◆ YOUR OBJECTIVE ◆
Below are the entries; give again exactly the lines from the one mentioning "the scrutiny it" through the one mentioning "which has exactly", inclusive.

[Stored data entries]
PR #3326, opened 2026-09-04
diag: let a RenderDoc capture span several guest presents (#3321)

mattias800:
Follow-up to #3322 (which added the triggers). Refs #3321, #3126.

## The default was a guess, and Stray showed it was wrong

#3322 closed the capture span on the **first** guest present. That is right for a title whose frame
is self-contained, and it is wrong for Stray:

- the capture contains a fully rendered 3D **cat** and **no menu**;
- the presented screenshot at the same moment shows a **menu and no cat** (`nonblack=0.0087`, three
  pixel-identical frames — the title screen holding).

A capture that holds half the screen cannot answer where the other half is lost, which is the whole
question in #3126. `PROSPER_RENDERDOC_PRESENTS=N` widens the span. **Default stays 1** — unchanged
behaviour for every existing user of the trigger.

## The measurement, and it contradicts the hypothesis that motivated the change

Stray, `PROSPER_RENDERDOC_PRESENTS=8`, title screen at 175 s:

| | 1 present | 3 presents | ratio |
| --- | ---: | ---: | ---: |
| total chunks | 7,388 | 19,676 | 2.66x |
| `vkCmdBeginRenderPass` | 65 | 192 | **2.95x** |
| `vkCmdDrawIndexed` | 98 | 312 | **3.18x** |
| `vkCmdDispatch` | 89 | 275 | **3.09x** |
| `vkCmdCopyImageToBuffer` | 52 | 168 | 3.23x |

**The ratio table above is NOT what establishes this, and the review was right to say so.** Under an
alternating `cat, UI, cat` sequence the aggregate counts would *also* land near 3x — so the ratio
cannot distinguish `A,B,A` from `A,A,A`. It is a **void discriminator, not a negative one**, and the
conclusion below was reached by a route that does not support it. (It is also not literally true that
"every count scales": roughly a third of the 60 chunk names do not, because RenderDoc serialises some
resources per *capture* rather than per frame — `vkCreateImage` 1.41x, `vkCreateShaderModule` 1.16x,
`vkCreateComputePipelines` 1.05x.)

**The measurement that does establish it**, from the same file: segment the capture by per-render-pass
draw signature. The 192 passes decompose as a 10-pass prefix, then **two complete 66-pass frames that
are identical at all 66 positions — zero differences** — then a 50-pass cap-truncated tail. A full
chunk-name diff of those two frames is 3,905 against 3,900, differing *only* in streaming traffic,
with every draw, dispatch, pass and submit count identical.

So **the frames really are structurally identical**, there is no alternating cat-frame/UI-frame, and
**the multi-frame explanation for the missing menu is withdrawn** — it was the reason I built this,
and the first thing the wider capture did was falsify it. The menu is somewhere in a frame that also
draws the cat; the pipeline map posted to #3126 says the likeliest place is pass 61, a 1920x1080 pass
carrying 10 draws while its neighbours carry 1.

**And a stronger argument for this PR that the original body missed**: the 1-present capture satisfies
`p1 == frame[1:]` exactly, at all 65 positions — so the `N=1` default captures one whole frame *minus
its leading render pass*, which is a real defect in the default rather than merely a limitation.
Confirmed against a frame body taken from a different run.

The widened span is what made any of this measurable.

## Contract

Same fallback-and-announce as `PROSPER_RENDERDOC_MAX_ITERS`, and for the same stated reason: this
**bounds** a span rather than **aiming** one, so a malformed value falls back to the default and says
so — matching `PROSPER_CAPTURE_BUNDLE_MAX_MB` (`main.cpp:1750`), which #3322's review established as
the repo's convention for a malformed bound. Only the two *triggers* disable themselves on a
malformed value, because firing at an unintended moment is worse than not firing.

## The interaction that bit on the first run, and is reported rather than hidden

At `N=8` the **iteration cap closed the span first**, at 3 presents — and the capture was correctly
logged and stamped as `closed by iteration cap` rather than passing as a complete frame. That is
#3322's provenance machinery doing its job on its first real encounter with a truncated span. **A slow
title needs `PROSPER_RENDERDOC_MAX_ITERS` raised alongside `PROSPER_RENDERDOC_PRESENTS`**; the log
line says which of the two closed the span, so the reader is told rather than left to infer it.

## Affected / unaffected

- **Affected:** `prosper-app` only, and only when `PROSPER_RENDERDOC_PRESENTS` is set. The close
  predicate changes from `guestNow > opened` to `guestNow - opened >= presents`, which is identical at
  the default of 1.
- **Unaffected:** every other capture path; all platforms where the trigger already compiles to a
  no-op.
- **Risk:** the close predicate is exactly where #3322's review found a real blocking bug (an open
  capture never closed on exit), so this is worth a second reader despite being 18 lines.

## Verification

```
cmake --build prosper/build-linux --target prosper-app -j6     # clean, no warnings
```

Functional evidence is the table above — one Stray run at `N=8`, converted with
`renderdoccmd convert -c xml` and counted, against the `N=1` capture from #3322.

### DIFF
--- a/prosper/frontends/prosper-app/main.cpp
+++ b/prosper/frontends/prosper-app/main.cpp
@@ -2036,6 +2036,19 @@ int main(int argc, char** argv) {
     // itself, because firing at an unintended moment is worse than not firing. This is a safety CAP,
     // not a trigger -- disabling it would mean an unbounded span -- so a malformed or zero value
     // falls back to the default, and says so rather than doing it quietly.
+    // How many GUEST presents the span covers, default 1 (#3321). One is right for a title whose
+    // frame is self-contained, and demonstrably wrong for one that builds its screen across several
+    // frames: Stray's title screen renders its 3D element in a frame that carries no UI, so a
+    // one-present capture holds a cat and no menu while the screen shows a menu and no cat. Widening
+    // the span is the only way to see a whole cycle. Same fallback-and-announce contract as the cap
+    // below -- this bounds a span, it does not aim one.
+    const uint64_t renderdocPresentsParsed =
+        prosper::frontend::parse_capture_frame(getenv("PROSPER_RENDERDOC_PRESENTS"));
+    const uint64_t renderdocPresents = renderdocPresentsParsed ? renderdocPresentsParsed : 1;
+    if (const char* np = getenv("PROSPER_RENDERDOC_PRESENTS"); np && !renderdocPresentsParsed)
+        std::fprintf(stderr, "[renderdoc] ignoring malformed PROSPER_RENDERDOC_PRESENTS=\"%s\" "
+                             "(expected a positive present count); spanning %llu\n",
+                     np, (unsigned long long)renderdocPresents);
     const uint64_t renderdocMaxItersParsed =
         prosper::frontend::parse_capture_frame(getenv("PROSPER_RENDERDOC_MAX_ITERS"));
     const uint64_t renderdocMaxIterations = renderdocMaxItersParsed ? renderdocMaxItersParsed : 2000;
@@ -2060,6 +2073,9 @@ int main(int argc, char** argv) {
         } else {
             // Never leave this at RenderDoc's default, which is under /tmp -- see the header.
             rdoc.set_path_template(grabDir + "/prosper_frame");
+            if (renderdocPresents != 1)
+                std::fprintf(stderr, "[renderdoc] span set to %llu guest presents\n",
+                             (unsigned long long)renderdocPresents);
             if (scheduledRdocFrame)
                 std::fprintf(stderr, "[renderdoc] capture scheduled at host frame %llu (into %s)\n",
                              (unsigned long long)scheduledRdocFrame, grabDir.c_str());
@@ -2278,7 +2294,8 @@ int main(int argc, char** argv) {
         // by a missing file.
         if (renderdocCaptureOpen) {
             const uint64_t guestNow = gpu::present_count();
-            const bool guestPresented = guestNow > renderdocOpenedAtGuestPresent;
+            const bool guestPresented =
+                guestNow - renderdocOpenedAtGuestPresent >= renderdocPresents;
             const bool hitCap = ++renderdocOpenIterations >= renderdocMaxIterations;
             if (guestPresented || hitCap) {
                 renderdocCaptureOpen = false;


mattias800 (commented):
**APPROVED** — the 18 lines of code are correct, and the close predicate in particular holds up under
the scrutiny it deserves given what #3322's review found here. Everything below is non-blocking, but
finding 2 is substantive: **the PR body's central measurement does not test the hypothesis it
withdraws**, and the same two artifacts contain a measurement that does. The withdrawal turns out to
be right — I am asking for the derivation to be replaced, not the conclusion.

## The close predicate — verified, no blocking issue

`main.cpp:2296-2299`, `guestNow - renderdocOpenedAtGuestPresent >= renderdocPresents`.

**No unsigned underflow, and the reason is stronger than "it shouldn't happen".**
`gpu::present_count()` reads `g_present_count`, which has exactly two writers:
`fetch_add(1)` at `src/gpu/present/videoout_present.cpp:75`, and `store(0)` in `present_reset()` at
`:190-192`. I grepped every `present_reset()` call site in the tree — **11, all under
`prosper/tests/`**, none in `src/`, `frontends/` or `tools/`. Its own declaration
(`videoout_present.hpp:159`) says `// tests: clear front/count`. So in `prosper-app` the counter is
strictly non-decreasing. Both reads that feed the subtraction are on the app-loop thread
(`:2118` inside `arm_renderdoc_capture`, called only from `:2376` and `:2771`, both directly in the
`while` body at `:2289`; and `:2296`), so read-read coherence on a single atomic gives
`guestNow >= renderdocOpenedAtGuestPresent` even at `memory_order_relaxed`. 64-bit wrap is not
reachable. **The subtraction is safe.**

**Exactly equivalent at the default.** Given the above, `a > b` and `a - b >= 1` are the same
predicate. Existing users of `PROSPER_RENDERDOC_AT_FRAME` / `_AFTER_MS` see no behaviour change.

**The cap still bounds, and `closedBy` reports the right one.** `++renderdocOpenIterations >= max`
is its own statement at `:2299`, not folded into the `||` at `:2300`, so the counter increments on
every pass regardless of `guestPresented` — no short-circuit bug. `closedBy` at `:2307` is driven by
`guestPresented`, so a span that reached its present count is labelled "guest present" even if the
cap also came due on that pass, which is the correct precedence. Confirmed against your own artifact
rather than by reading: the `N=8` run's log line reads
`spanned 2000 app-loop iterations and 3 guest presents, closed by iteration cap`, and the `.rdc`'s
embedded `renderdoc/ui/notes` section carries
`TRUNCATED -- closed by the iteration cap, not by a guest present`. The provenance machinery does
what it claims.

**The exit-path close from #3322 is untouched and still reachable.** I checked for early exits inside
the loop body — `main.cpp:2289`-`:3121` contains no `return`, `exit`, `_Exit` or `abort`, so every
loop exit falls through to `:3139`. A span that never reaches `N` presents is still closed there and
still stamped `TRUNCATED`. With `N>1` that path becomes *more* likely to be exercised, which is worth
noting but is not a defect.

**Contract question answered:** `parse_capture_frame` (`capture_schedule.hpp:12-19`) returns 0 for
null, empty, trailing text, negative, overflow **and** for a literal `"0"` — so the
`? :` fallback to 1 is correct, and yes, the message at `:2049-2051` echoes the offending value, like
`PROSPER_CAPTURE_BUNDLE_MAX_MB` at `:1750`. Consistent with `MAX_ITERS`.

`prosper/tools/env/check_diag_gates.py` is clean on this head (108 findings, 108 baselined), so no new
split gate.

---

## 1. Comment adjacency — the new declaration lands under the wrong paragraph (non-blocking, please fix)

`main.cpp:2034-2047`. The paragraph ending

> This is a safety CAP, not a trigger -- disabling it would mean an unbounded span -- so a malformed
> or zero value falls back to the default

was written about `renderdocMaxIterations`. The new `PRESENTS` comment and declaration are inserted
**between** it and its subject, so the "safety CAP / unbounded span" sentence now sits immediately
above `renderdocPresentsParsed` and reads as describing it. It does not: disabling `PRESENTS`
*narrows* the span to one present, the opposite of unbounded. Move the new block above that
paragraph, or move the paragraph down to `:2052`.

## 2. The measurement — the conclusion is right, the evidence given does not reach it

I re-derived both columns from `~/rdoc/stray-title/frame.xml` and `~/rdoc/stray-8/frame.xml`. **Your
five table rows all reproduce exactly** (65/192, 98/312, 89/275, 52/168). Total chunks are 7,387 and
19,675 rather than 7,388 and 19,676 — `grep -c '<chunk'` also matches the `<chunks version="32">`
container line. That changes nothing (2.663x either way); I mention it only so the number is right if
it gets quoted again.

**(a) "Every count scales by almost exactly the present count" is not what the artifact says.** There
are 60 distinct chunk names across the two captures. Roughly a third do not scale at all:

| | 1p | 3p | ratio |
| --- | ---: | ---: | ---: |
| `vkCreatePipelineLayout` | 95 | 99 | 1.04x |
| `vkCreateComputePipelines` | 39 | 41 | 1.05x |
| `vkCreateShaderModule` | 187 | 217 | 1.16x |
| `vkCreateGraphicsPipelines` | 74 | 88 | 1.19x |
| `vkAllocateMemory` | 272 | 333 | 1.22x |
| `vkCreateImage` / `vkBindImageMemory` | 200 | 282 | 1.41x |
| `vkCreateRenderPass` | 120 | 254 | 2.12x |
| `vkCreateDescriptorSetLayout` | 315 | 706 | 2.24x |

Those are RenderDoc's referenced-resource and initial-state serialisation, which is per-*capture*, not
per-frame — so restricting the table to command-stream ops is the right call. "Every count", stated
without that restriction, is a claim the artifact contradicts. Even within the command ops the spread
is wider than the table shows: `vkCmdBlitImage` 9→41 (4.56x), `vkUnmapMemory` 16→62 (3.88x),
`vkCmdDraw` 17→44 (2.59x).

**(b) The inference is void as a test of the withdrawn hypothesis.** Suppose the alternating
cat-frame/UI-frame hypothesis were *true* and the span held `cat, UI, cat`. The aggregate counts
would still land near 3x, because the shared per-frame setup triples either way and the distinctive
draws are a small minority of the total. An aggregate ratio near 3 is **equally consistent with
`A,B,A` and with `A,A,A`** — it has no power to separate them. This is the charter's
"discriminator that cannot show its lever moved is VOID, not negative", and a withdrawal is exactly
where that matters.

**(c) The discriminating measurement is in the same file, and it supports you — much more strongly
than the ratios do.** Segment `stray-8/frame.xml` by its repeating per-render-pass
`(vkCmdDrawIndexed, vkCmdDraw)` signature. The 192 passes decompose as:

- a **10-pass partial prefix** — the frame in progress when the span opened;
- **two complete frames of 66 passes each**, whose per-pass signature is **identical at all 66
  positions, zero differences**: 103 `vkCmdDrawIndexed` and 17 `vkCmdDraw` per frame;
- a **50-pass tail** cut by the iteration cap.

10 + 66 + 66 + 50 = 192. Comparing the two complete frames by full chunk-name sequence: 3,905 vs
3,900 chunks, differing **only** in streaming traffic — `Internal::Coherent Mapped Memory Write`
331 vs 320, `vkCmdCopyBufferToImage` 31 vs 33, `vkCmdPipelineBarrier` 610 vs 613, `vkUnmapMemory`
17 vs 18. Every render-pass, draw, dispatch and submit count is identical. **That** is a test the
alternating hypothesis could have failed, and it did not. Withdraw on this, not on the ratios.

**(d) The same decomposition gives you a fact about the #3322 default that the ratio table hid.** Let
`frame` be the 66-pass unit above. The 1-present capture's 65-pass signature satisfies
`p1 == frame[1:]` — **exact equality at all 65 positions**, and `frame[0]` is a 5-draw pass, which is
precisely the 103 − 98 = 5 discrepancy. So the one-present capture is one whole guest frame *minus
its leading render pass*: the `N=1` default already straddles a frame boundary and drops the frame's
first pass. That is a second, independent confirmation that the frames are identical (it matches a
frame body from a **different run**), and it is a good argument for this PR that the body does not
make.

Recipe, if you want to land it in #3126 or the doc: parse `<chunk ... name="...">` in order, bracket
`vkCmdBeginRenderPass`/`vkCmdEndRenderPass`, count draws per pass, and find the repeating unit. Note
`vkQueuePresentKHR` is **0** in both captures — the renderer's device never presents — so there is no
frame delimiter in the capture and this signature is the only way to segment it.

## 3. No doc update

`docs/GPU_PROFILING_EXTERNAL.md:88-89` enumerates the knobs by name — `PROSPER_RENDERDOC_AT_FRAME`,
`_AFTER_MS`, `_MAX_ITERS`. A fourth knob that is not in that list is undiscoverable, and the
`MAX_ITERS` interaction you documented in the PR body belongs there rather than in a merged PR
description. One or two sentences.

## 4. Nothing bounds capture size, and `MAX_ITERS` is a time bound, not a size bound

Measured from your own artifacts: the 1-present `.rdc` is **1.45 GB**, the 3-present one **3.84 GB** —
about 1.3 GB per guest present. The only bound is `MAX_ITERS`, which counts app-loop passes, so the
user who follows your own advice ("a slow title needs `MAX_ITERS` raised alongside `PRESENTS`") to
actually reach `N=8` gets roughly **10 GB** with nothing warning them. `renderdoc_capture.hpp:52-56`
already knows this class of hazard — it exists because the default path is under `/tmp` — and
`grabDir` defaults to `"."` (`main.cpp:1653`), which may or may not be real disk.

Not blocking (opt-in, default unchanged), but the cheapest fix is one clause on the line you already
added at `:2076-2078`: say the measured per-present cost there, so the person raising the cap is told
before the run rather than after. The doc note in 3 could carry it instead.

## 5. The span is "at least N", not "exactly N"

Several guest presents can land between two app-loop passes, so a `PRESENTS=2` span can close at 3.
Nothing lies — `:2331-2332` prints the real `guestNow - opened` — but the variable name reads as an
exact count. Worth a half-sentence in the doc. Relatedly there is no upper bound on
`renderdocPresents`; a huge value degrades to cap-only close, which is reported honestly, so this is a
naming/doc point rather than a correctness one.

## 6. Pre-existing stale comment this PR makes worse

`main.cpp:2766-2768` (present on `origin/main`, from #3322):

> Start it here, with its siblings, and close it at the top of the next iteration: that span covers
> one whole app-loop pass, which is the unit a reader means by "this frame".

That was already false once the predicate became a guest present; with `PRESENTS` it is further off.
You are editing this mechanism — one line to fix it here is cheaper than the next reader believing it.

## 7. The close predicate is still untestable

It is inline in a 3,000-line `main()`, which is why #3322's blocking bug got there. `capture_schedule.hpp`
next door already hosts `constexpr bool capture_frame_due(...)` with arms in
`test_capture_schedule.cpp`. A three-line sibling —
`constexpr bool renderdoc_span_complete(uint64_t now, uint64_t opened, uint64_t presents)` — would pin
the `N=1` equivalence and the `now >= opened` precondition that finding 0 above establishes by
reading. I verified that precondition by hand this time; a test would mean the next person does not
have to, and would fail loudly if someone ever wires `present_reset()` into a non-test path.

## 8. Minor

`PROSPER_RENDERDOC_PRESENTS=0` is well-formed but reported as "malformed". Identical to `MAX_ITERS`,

◆ OUTPUT FOR THIS EXERCISE ◆
the scrutiny it deserves given what #3322's review found here. Everything below is non-blocking, but
finding 2 is substantive: **the PR body's central measurement does not test the hypothesis it
withdraws**, and the same two artifacts contain a measurement that does. The withdrawal turns out to
be right — I am asking for the derivation to be replaced, not the conclusion.

## The close predicate — verified, no blocking issue

`main.cpp:2296-2299`, `guestNow - renderdocOpenedAtGuestPresent >= renderdocPresents`.

**No unsigned underflow, and the reason is stronger than "it shouldn't happen".**
`gpu::present_count()` reads `g_present_count`, which has exactly two writers:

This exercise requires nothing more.